A softball of mass 0.200 kg that is moving with a speed of 8.2 m/s collides head-on and elastically with another ball initially at rest. Afterward the incoming softball bounces backward with a speed of 3.9 m/s.

Conservation of momentum leads to

.2kg*8.2m/s=.2kg*(-3.9)m/s + Mass*V

Solve for V in therms of all the other.
Then put that into this for V
conservation of energy.
1/2 .2 *8.2^2=1/2 .2*(3.9)^2 + 1/2 MV^2
then solve for mass, after that, go back and solve for V

Given:
M1 = 0.200kg, V1 = 8.2 m/s.
M2 = ?, V2 = 0.
V3 = -3.9 m/s = Velocity of M1 after the collision. +
V4 = ?, = Velocity of V2 after the collision.

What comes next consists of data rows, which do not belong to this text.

PR #120, opened 2015-04-21
MAHOUT-1693: FunctionalMatrixView materializes row vectors in scala shell

andrewpalumbo:
Override .toString() to simply return the class name in  FunctionalMatrixView.java solves this problem.


smarthi:
Also add a test :
val inCoreB = Matrices.symmetricUniformView(50000, 50000, 1)

that demonstrates this problem to not occur after this fix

Momentum before = Momentum after.
M1*V1 + M2*V2 = M1*V3 + M2*V4.
0.2*8.2 + M2*0 = 0.2*(-3.9) + M2*V4,
1.64 + 0 = -0.78 + M2*V4,
Eq1: M2*V4 = 2.42.

Conservation of KE Eq:
V4 = (V2(M1-M2) + 2M1*V1)/(M1+M2).
V4 = (0(M1-M2) + 3.28)/(0.2+M2),
V4 = 3.28/(0.2+M2).
In Eq1, replace V4 with 3.28/(0.2+M2) and solve for M2:
M2*(3.28/(0.2+M2) = 2.42.
Multiply both sides by (0.2+M2)
M2*3.28 = 2.42(0.2+M2),
M2*3.28 = 0.484 + M2*2.42,
M2*0.86 = 0.484,
M2 = 0.563kg.

V4 = 3.28/(0.2+0.563) = 4.30 m/s.

KE before and after the collision:
KEb = 0.5*0.2*8.2^2 = 6.72 J.
KEa = 0.5*0.2*(-3.9^2) + 0.5*0.563*4.3^2 = 6.73 J.